Dziwne jest podejście niektórych komentatorów do tej płyty. Tyle słyszy się narzekań, że polski pop jest miałki i nijaki, pozbawiony osobowości, że nie porusza istotnej tematyki. Że nasze gwiazdki są zaprogramowane na śpiewanie o pierdołach, a życie w ich piosenkach przypomina serial telewizyjny. Lecz gdy pojawia się artystka o wielkiej charyzmie, śpiewająca ostre, niewygodne teksty, zaczyna się na nią nagonka. Polactwo w najczystszej postaci. Na szczęście jest też bardzo duża grupa słuchaczy, doceniających szczerość i po prostu dobry muzyczny produkt, o czym świadczy pierwsze miejsce płyty w rankingu OLIS-u.

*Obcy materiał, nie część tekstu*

PR #2881, opened 2025-06-24
fix: remove redundant initialized check

lkingland:
This initialized check is redundant, and leads to an error in a forthcoming E2E test case, and is thus removed here preemptively.

/kind cleanup


gauron99 (approved):
\lgtm

PR #2882, opened 2025-06-24
feat: add labels to func describe

lkingland:
Adds a "Labels" section to describe command's output.

/kind enhancement

Note that, as with the other `func config ...` commands, adding unit tests is not possible without a refactor.  The forthcoming E2E tests do test these features, and unit tests will be added when these subcommands are refactored to match the testability of the other commands.

```release-note
Function describe subcommand now includes labels.
```


gauron99 (approved):
/lgtm

PR #2887, opened 2025-06-25
feat: add --address option to func run

lkingland:
Adds the --address flag to func run

/kind enhancement

```release-note
func run now supports the --address flag
```


cmd/run.go
```diff
@@ -68,9 +68,12 @@ EXAMPLES
 
 	o Run the function locally on the host with no containerization (Go only).
```
gauron99, line 69: OT: this can be expanded right?
```suggestion
	o Run the function locally on the host with no containerization (Go & Python only).
```

PR #2890, opened 2025-06-25
mcp: adds resources and prompts for func subcommands

KapilSareen:
## Changes 

This PR adds resources and prompts of the func subcommands `help` for the LLM context

Related Epic #2806


lkingland:
I really like this dynamic way of defining the prompts and resources.

I understand there may be some spotty support in Clients right now, despite it being part of the MCP spec.

If we can get it to work, great.  If not, we may need to do it the long/hard way (for now) and create a separate one for each command.  Perhaps that can be automated.

lkingland (approved):

PR #2898, opened 2025-06-30
feat: Python,Go func listen dual-stack

matejvasek:
# Changes

- :gift: Python and Go function listen dualstack.
           On Linux listening on `[::]` also listen on `0.0.0.0`.

/kind enhancement

```release-note
feat: Python and Go function listen dualstack
```


matejvasek:
@jrangelramos could you please test this on OCP?

matejvasek:
PTAL @lkingland

PR #3075, opened 2025-10-10
Add raw deployment deployer

creydr:
# Changes

- :gift: Adds the possibility to deploy the function as a raw kubernetes deployment instead of a knative service
  - Updated the existing integration tests for the deployer, describer, remover and lister and made them generic, so I could reuse them for the raw deployments too
  - Updated clients WithLister(), WithDescriber(), WithRemover(), to accept a variadic argument list. Then letting the coresponding lister/describer/remover handle the action.
  - Added the deployer as a new column in the list command

```
$ func deploy --registry localhost:50000 --deployer raw
Building function image
Still building
🙌 Function built: localhost:50000/go-http-func:latest
Pushing function image to the registry "localhost:50000" using the "" user credentials
🎯 Creating Triggers on the cluster
✅ Function deployed in namespace "default" and exposed at URL: 
   http://go-http-func.default.svc.cluster.local

$ func list                                                       
NAME          NAMESPACE  RUNTIME  DEPLOYER     URL                                             READY
go-http-func  default             raw          http://go-http-func.default.svc                 True
go-http-ksvc  default             knative      http://go-http-ksvc.default.127.0.0.1.sslip.io  True

$ func describe go-http-func                                      
Function name:
  go-http-func
Function is built in image:
  
Function is deployed in namespace:
  default
Routes:
  http://go-http-func.default.svc
Deployer:
  raw
Labels:
  boson.dev/function: true
  function.knative.dev/name: go-http-func
  function.knative.dev/runtime: go

$ k get ksvc
NAME            URL                                               LATESTCREATED         LATESTREADY           READY   REASON
go-http-ksvc    http://go-http-ksvc.default.127.0.0.1.sslip.io    go-http-ksvc-00001    go-http-ksvc-00001    True    

$ k get ksvc go-http-func # <-- no Knative Service deployment for our function !
Error from server (NotFound): services.serving.knative.dev "go-http-func" not found

$ k get deploy
NAME                             READY   UP-TO-DATE   AVAILABLE   AGE
go-http-func                     1/1     1            1           47s

$  k get svc   
NAME                                    TYPE           CLUSTER-IP      EXTERNAL-IP                                         PORT(S)                                              AGE
go-http-func                            ClusterIP      10.96.173.129   <none>                                              80/TCP                                               62s
...
```

/kind enhancement

Fixes: #2804

**Release Note**

```release-note
Add the possibility to deploy a function as raw kubernetes deployment via the --deployer=raw argument
```

### DIFF
--- a/pkg/deployer/testing/integration_test_helper.go
+++ b/pkg/deployer/testing/integration_test_helper.go
@@ -1,5 +1,6 @@
 package testing
 
+//nolint:staticcheck  // ST1001: should not use dot imports
 import (
 	"context"
 	"encoding/json"
--- a/pkg/describer/testing/integration_test_helper.go
+++ b/pkg/describer/testing/integration_test_helper.go
@@ -1,5 +1,6 @@
 package testing
 
+//nolint:staticcheck  // ST1001: should not use dot imports
 import (
 	"context"
 	"testing"
--- a/pkg/lister/testing/integration_test_helper.go
+++ b/pkg/lister/testing/integration_test_helper.go
@@ -1,5 +1,6 @@
 package testing
 
+//nolint:staticcheck  // ST1001: should not use dot imports
 import (
 	"context"
 	"testing"
--- a/pkg/remover/testing/integration_test_helper.go
+++ b/pkg/remover/testing/integration_test_helper.go
@@ -1,5 +1,6 @@
 package testing
 
+//nolint:staticcheck  // ST1001: should not use dot imports
 import (
 	"context"
 	"testing"


creydr:
Rebased after #3100 was in

creydr:
/cc @lkingland @gauron99 @matzew 
Ready for review

creydr:
Rebased to fix merge conflicts

cmd/client.go
```diff
@@ -9,13 +9,23 @@ import (
...
+	"knative.dev/func/pkg/describer"
+	k8sdescriber "knative.dev/func/pkg/describer/k8s"
+	knativedescriber "knative.dev/func/pkg/describer/knative"
 	"knative.dev/func/pkg/docker"
 	fn "knative.dev/func/pkg/functions"
 	fnhttp "knative.dev/func/pkg/http"
 	"knative.dev/func/pkg/k8s"
-	"knative.dev/func/pkg/knative"
+	"knative.dev/func/pkg/lister"
+	k8slister "knative.dev/func/pkg/lister/k8s"
```
lkingland: Let's restructure these packages to be based on dependency name first, type second (I'll explain in further detail via IM)

cmd/deploy.go
```diff
@@ -131,7 +131,7 @@ EXAMPLES
 		PreRunE: bindEnv("build", "build-timestamp", "builder", "builder-image",
 			"base-image", "confirm", "domain", "env", "git-branch", "git-dir",
 			"git-url", "image", "namespace", "path", "platform", "push", "pvc-size",
-			"service-account", "registry", "registry-insecure", "remote",
+			"service-account", "deploy-type", "registry", "registry-insecure", "remote",
```
lkingland: To fit with the nomenclature of the other flag options, this would just be `--deployer`

cmd/client.go
```diff
@@ -58,16 +58,16 @@ func NewClient(cfg ClientConfig, options ...fn.Option) (*fn.Client, func()) {
...
 			fn.WithVerbose(cfg.Verbose),
 			fn.WithTransport(t),
 			fn.WithRepositoriesPath(config.RepositoriesPath()),
 			fn.WithBuilder(buildpacks.NewBuilder(buildpacks.WithVerbose(cfg.Verbose))),
-			fn.WithRemover(knative.NewRemover(cfg.Verbose)),
-			fn.WithDescriber(knative.NewDescriber(cfg.Verbose)),
-			fn.WithLister(knative.NewLister(cfg.Verbose)),
+			fn.WithRemovers(knative.NewRemover(cfg.Verbose), k8s.NewRemover(cfg.Verbose)),
+			fn.WithDescribers(knative.NewDescriber(cfg.Verbose), k8s.NewDescriber(cfg.Verbose)),
+			fn.WithListers(knative.NewLister(cfg.Verbose), k8s.NewLister(cfg.Verbose)),
```
lkingland, line 70: Great!  A Client which now internally is instantiated with support for knative and raw k8s Functions

cmd/client.go
```diff
@@ -135,6 +135,15 @@ func newKnativeDeployer(verbose bool) fn.Deployer {
 	return knative.NewDeployer(options...)
 }
 
+func newK8sDeployer(verbose bool) fn.Deployer {
+	options := []k8s.DeployerOpt{
+		k8s.WithDeployerVerbose(verbose),
+		k8s.WithDeployerDecorator(deployDecorator{}),
```
lkingland, line 141: Hopefully we can make this a bit cleaner than a decorator in the future, but for now it's what we got!  Glad the pattern continues to work.

cmd/deploy.go
```diff
@@ -192,6 +192,8 @@ EXAMPLES
 		"When triggering a remote deployment, set a custom volume size to allocate for the build operation ($FUNC_PVC_SIZE)")
 	cmd.Flags().String("service-account", f.Deploy.ServiceAccountName,
 		"Service account to be used in the deployed function ($FUNC_SERVICE_ACCOUNT)")
+	cmd.Flags().String("deployer", f.Deploy.Deployer,
```
lkingland, line 196: Good; this should keep the pattern of the flag's defaults being dynamically set to the current state of the active Function

cmd/deploy.go
```diff
@@ -192,6 +192,8 @@ EXAMPLES
...
+		fmt.Sprintf("Type of deployment to use: '%s' for Knative Service (default) or '%s' for Kubernetes Deployment ($FUNC_DEPLOY_TYPE)", knative.KnativeDeployerName, k8s.KubernetesDeployerName))
```
lkingland, line 197: Just to reiterate our conversation on the recent call:  we'll eventualy be expanding this to automatically select "knative" vs "raw" in the future using a Cluster Capabilities reporter.  Keeping it "knative" leaves us backwards compatible for now.

cmd/deploy.go
```diff
@@ -233,6 +235,10 @@ EXAMPLES
 		fmt.Println("internal: error while calling RegisterFlagCompletionFunc: ", err)
 	}
 
+	if err := cmd.RegisterFlagCompletionFunc("deployer", CompleteDeployerList); err != nil {
```
lkingland, line 239: Thanks for getting a completion handler in there as well

pkg/deployer/testing/integration_test_helper.go
```diff
@@ -0,0 +1,1155 @@
+//go:build integration
+// +build integration
+
```
lkingland: Not really necessary to have tags in this file, since the test entrypoints are elsewhere, but it doesn't hurt anything other; just confuses some IDEs.

pkg/describer/testing/integration_test_helper.go
```diff
@@ -1,41 +1,44 @@
...
-
 	fn "knative.dev/func/pkg/functions"
-	"knative.dev/func/pkg/knative"
 	"knative.dev/func/pkg/oci"
+	fntest "knative.dev/func/pkg/testing"
+	fnk8stest "knative.dev/func/pkg/testing/k8s"
 )
 
-func TestInt_Labels(t *testing.T) {
+func DescribeIntegrationTest(t *testing.T, describer fn.Describer, deployer fn.Deployer, remover fn.Remover, deployerName string) {
```
lkingland: These need to remain prefixed with `TestInt_` for our selection magic to work properly.

pkg/describer/testing/integration_test_helper.go
```diff
@@ -1,41 +1,44 @@
...
 	"context"
 	"testing"
 	"time"
 
 	"k8s.io/apimachinery/pkg/util/rand"
-
 	fn "knative.dev/func/pkg/functions"
-	"knative.dev/func/pkg/knative"
 	"knative.dev/func/pkg/oci"
+	fntest "knative.dev/func/pkg/testing"
```
lkingland: This is "intended" to be imported as "." such that no prefix is necessary.  Not a necessary change, but for consistency that would be best.

pkg/describer/testing/integration_test_helper.go
```diff
@@ -1,41 +1,44 @@
...
+	fnk8stest "knative.dev/func/pkg/testing/k8s"
```
lkingland: If you import the testing package into the global namespace, then this can be simplified to not require the explicit name

pkg/describer/testing/integration_test_helper.go
```diff
@@ -1,41 +1,44 @@
...
 	f, err := client.Init(fn.Function{
 		Root:      root,
 		Name:      name,
 		Runtime:   "go",
 		Namespace: ns,
-		Registry:  registry(),
+		Registry:  fntest.Registry(),
+		Deploy: fn.DeploySpec{
+			Deployer: deployerName,
+		},
```
lkingland: We may need to set up a defaults system where, on first deploy, the deployer used is `deployers[0]`.  I'd not want every Function created programmatically to require setting the deployer.

Even better, we could add an optional argument to `client.Deploy` where the deployer name can be specified.  WDYT?

pkg/functions/client.go
```diff
@@ -139,13 +140,14 @@ type Runner interface {
...
 	// Remove the function from remote.
-	Remove(ctx context.Context, name string, namespace string) error
+	Remove(ctx context.Context, name string, namespace string) (bool, error)
 }
 
 // Lister of deployed functions.
 type Lister interface {
 	// List the functions currently deployed.
-	List(ctx context.Context, namespace string) ([]ListItem, error)
+	// the 2nd argument (bool) indicates it the lister had to handle any function at all
```
lkingland: I am forgetting why the `bool` was necessary?  What is the circumstance in which `ok==true` but `len(items)==0`?

pkg/functions/client.go
```diff
@@ -154,12 +156,13 @@ type ListItem struct {
...
 	URL       string `json:"url" yaml:"url"`
 	Ready     string `json:"ready" yaml:"ready"`
+	Deployer  string `json:"deployer" yaml:"deployer"`
 }
 
 // Describer of function instances
 type Describer interface {
 	// Describe the named function in the remote environment.
-	Describe(ctx context.Context, name, namespace string) (Instance, error)
+	Describe(ctx context.Context, name, namespace string) (*Instance, error)
```
lkingland: We should stick to pass-by-value unless there's a good reason for a pointer.

pkg/functions/client.go
```diff
@@ -987,7 +991,24 @@ func (c *Client) Describe(ctx context.Context, name, namespace string, f Functio
 	// If it has a populated deployed namespace, we can presume it's deployed
 	// and attempt to describe.
 
-	return c.describer.Describe(ctx, f.Name, f.Deploy.Namespace)
+	return c.describeByMatchingDescriber(ctx, f.Name, f.Deploy.Namespace)
+}
+
+// describeByMatchingDescriber iterates over the registered describers and executes them on the given object.
+func (c *Client) describeByMatchingDescriber(ctx context.Context, name, namespace string) (d Instance, err error) {
```
lkingland, line 1017: Good; this seems like just the right place for this complexity.  It might be worth noting in a comment that there should never be a describer which describes a Function of a different deployer, so there's no need here to handle that case (exiting-fast lik you did is correct).  It rests on that assumption, however, so future readers may think it's a missing case.

pkg/functions/client.go
```diff
@@ -996,8 +1017,17 @@ func (c *Client) Describe(ctx context.Context, name, namespace string, f Functio
 // using the current kubernetes context namespace, falling back to the static
 // default "namespace".
 func (c *Client) List(ctx context.Context, namespace string) ([]ListItem, error) {
-	// delegate to concrete implementation of lister entirely.
-	return c.lister.List(ctx, namespace)
+	list := []ListItem{}
```
lkingland, line 1043: Again, a little comment here mentioning how a lister should never list a Function from a mismatched deployer might be nice.  This is an expectation we should place on lister (and describer above) implementations via tests.  That removes this as a potential case to be consdered here; but may look like a missing scenario at first glance.

pkg/functions/function.go
```diff
@@ -208,6 +208,10 @@ type DeploySpec struct {
 	// More info: https://kubernetes.io/docs/tasks/configure-pod-container/configure-service-account/
 	ServiceAccountName string `yaml:"serviceAccountName,omitempty"`
 
+	// Deployer specifies the type of deployment to use: "knative" or "raw"
+	// Defaults to "knative" for backwards compatibility
+	Deployer string `yaml:"deployer,omitempty" jsonschema:"enum=knative,enum=raw"`
```
lkingland, line 213: This is OK for now, but it's worth noting that the enum creates an implicit dependency between the core and the deployer implementations (a dependency we try hard to avoid using the interfaces etc).  It's a soft dependency, but one nonetheless.  I'm not sure what a good solution would be, however, because providing accepted enum values is valuable for clients using the schema.

pkg/functions/function_unit_test.go
```diff
@@ -7,6 +7,7 @@ import (
 	"testing"
 
 	"gopkg.in/yaml.v2"
+	. "knative.dev/func/pkg/functions"
```
lkingland: We've been naming this import `fn` pretty consistently

pkg/functions/instances_test.go
```diff
@@ -1,11 +1,12 @@
-package functions
+package functions_test
 
 import (
 	"context"
 	"errors"
 	"strings"
 	"testing"
 
+	. "knative.dev/func/pkg/functions"
```
lkingland: Also here, for consistency `fn` might be better.

pkg/functions/job_test.go
```diff
@@ -1,10 +1,11 @@
-package functions
+package functions_test
 
 import (
 	"context"
 	"errors"
 	"testing"
 
+	. "knative.dev/func/pkg/functions"
```
lkingland: Same here

pkg/k8s/deployer_int_test.go
```diff
@@ -0,0 +1,62 @@
...
+package k8s_test
+
+import (
+	"testing"
+
+	deployertesting "knative.dev/func/pkg/deployer/testing"
+	"knative.dev/func/pkg/k8s"
+)
+
+func TestIntegration(t *testing.T) {
```
lkingland: This one will need `TestInt_` prefix; maybe `TestInt_Full`?

pkg/k8s/deployer_test.go
```diff
@@ -1,15 +1,14 @@
-package knative
+package k8s
```
lkingland, line 1: Nice to see this split working out 👍🏻

pkg/k8s/describer.go
```diff
@@ -0,0 +1,69 @@
...
+	return &Describer{
+		verbose: verbose,
+	}
+}
+
+// Describe a function by name. Note that the consuming API uses domain style
+// notation, whereas Kubernetes restricts to label-syntax, which is thus
+// escaped. Therefor as a knative (kube) implementation detail proper full
+// names have to be escaped on the way in and unescaped on the way out. ex:
+// www.example-site.com -> www-example--site-com
```
lkingland: This comment is, unfortunately, no longer accurate.

pkg/k8s/describer.go
```diff
@@ -0,0 +1,69 @@
...
+	service, err := serviceClient.Get(ctx, name, metav1.GetOptions{})
+	if err != nil {
+		return nil, fmt.Errorf("unable to get service for function: %v", err)
+	}
+
+	if !UsesRawDeployer(service.Annotations) {
+		return nil, nil
+	}
+
+	description := &fn.Instance{
```
lkingland: Noted above, but pretty sure there's no reason for a pointer here.

pkg/k8s/describer_int_test.go
```diff
@@ -0,0 +1,18 @@
...
+
+import (
+	"testing"
+
+	describertesting "knative.dev/func/pkg/describer/testing"
+	"knative.dev/func/pkg/k8s"
+)
+
+func TestInt_Describe(t *testing.T) {
+	describertesting.DescribeIntegrationTest(t,
```
lkingland: Shared basic functionality tests like this really help out 👍🏻

pkg/k8s/lister.go
```diff
@@ -0,0 +1,93 @@
...
+		return nil, false, fmt.Errorf("unable to list services: %v", err)
+	}
+
+	listItems := make([]fn.ListItem, 0, len(services.Items))
+	ok := false
+	for _, service := range services.Items {
+		if !UsesRawDeployer(service.Annotations) {
+			continue
+		}
+		ok = true
```
lkingland: So far I am still not quite remembering why we needed this boolean 🤔

pkg/knative/describer.go
```diff
@@ -26,54 +25,60 @@ func NewDescriber(verbose bool) *Describer {
 // escaped. Therefore as a knative (kube) implementation detal proper full
 // names have to be escaped on the way in and unescaped on the way out. ex:
 // www.example-site.com -> www-example--site-com
-func (d *Describer) Describe(ctx context.Context, name, namespace string) (description fn.Instance, err error) {
+func (d *Describer) Describe(ctx context.Context, name, namespace string) (*fn.Instance, error) {
```
lkingland: My initial reaction here is that we should not have the possibility of a nil return, but instead have a typed error such as ErrFunctionNotFound the caller can selectively decide to watch for, returning an empty struct if the given name does not exist in the given namespace.

pkg/knative/logs.go
```diff
@@ -24,126 +17,6 @@ import (
...
-	defer b.mu.Unlock()
-	return b.b.Read(p)
-}
-
-func (b *SynchronizedBuffer) Reset() {
-	b.mu.Lock()
-	defer b.mu.Unlock()
-	b.b.Reset()
+	selector := fmt.Sprintf("serving.knative.dev/service=%s", kServiceName)
+	return k8s.GetPodLogsBySelector(ctx, namespace, selector, "user-container", image, since, out)
```
lkingland, line 21: Nice that this is also now shared; we can use it as a starting point for proper logging facilities through the client (a long-standing feature request!)

pkg/knative/remover.go
```diff
@@ -22,24 +22,32 @@ type Remover struct {
 	verbose bool
 }
 
-func (remover *Remover) Remove(ctx context.Context, name, ns string) (err error) {
+func (remover *Remover) Remove(ctx context.Context, name, ns string) (bool, error) {
```
lkingland: As for this one, I am glad to have a boolean indicating something was removed

pkg/lister/testing/integration_test_helper.go
```diff
@@ -0,0 +1,96 @@
+//go:build integration
```
lkingland: Since this file has no actual test entrypoints, I don't think the tag is necessary.  Doesn't really hurt anything, however.

pkg/lister/testing/integration_test_helper.go
```diff
@@ -0,0 +1,96 @@
...
+	"time"
+
+	"k8s.io/apimachinery/pkg/util/rand"
+	fn "knative.dev/func/pkg/functions"
+	"knative.dev/func/pkg/oci"
+	fntest "knative.dev/func/pkg/testing"
+	fnk8stest "knative.dev/func/pkg/testing/k8s"
+)
+
+func IntegrationTest(t *testing.T, lister fn.Lister, deployer fn.Deployer, describer fn.Describer, remover fn.Remover, deployerName string) {
```
lkingland: I think we should also add a call to `t.Helper()` as the first line of all these abstracted test functions.

pkg/remover/testing/integration_test_helper.go
```diff
@@ -0,0 +1,111 @@
+//go:build integration
```
lkingland: Same comment as the others:  probably not necessary to tag.

pkg/remover/testing/integration_test_helper.go
```diff
@@ -0,0 +1,111 @@
...
+
+	"k8s.io/apimachinery/pkg/util/rand"
+	fn "knative.dev/func/pkg/functions"
+	"knative.dev/func/pkg/oci"
+	fntest "knative.dev/func/pkg/testing"
+	fnk8stest "knative.dev/func/pkg/testing/k8s"
+)
+
+func IntegrationTest(t *testing.T, remover fn.Remover, deployer fn.Deployer, describer fn.Describer, lister fn.Lister, deployerName string) {
+	ctx, cancel := context.WithTimeout(context.Background(), time.Minute*10)
```
lkingland, line 19: Same comment as above:  a call to `t.Helper()` would be nice.

pkg/testing/k8s/testing.go
```diff
@@ -0,0 +1,49 @@
+// package testing includes Kubernetes-specific testing helpers.
+package k8s
```
lkingland: Is this intended to be in a `testing` package?

lkingland (commented):
This feature add and generalization of the system is really looking good!  🎉 

See comments inline.

pkg/describer/testing/integration_test_helper.go
creydr: Those are the "helper" methods, which then get called by the actual "TestInt_xyz" test. But I change it, so they align and make it hopefully clearer

pkg/deployer/testing/integration_test_helper.go
creydr: Removed it

pkg/describer/testing/integration_test_helper.go
creydr: Updated

pkg/describer/testing/integration_test_helper.go
creydr: Updated

pkg/functions/function_unit_test.go
creydr: Updated

pkg/functions/instances_test.go
creydr: Updated

pkg/functions/job_test.go
creydr: Updated

pkg/k8s/deployer_int_test.go
creydr: Good catch. Updated

pkg/k8s/describer.go
creydr: True. Copy & Paste :grin:

pkg/lister/testing/integration_test_helper.go
creydr: Removed

pkg/lister/testing/integration_test_helper.go
creydr: Good point. Updated it

pkg/remover/testing/integration_test_helper.go
creydr: Updated

pkg/remover/testing/integration_test_helper.go
creydr: Updated

pkg/k8s/deployer_int_test.go
```diff
@@ -0,0 +1,62 @@
+//go:build integration
+// +build integration
```
gauron99, line 2: note: so far from what ive reviewed only this int test has this `+build...` tag for backward compatibility, others dont. I guess not many people will use `<go1.17` in the current day but there is some discrepancy

pkg/knative/deployer_int_test.go
```diff
@@ -1,858 +1,60 @@
 //go:build integration
+// +build integration
```
gauron99, line 2: there is one again. Is there a reason why only some contain this?

pkg/knative/remover_int_test.go
```diff
@@ -3,106 +3,17 @@
 package knative_test
```
gauron99: this file actually doesnt have go integration build tag?

pkg/lister/testing/integration_test_helper.go
gauron99: why is this not part of the integration tests?

pkg/remover/testing/integration_test_helper.go
```diff
@@ -0,0 +1,111 @@
...
+		if item.Name == f.Name {
+			found = true
+			break
+		}
+	}
+	if found {
+		t.Errorf("function %s was not removed", f.Name)
+	}
+
+	// Remove
```
gauron99: It was probably intended here to remove the function forcefully?

gauron99 (commented):
Thanks for a huge improvement! Others already reviewed so I just found some smaller nits/comments. Also I think you will have to remove all the dot `.` imports for reviewdog to stop screaming.

pkg/remover/testing/integration_test_helper.go
creydr: As we setup the test namespace via k8s.Namespace(), it adds a cleanup function to the test suite, so the namespace and all its components should be cleaned up:

https://github.com/knative/func/blob/a3221ad5895cd51a4f7dd9f5885f9794d1dd437d/pkg/testing/k8s/testing.go#L40-L45

So I _guess_ it's simply a leftover. But I'll remove it

pkg/knative/deployer_int_test.go
creydr: I guess this was simply some copy&paste mistake. Will update it

pkg/k8s/deployer_int_test.go
creydr: Oh good point. I guess this was simply some copy&paste mistake. Will update it

pkg/functions/client.go
creydr: With the update of the Describe and Remove signatures (and methods to return a ErrNotHandled), I updated this as well. So not needed anymore

pkg/functions/client.go
creydr: The reason was, that I wanted some indication if the handler was responsible for a function. But with the refactoring to return an ErrNotHandled, I updated this as well

pkg/functions/client.go
creydr: I added some more comments to this method and also the the interface/method declaration

pkg/functions/client.go
creydr: Added a comment to the method and the lister interface/method declaration

pkg/k8s/describer.go
creydr: Updated with the latest rework with the `ErrNotHandled` error

pkg/k8s/lister.go
creydr: Removed with the latest rework with the `ErrNotHandled` error

pkg/knative/describer.go
creydr: Updated with the latest rework with the `ErrNotHandled` error

pkg/testing/k8s/testing.go
creydr: Good catch. Wrong comment. Updated it

pkg/describer/testing/integration_test_helper.go
creydr: I only needed this in the deployer to setup the annotations correctly. But in the deployer I have this information, so no need for it anymore in the test (not sure, why I added it...).
But: I am not sure if we need this at any other place though :thinking:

No bo, abstrahując od dyskusji o tekstach, jest to produkt, w pozytywnym znaczeniu tego słowa, naprawdę fajny muzycznie. Brzmiący bardzo współcześnie, tak jak obecnie robi się pop. Sporo elektroniki zmieszanej z żywym instrumentarium, brudy, dysonanse, ładne melodie skontrastowane hałasem i wrzaskiem. Refreny wbijają się w głowę, jest co pośpiewać, czasem zatańczyć. Podoba mi się, jak z emocjonalnej niepewności w Ludziach psach wyłania się dyskotekowy motyw. Albo jak muzyka zwija się w pięść, by walić po głowie razem z wrzaskliwym wokalem w Wyścigówce. Lekkość refrenu pełnego obraźliwych epitetów w Amy. Podwojony wokal w Żwirze. Chirurgiczna precyzja tanecznego rytmu w Pan nie jest moim pasterzem. Zaskakująca niejednoznaczność brzmienia w Pibloktoq. Prosty poprockowy motyw w Padam. Skromna podniosłość fortepianu w Zejściu awaryjnym.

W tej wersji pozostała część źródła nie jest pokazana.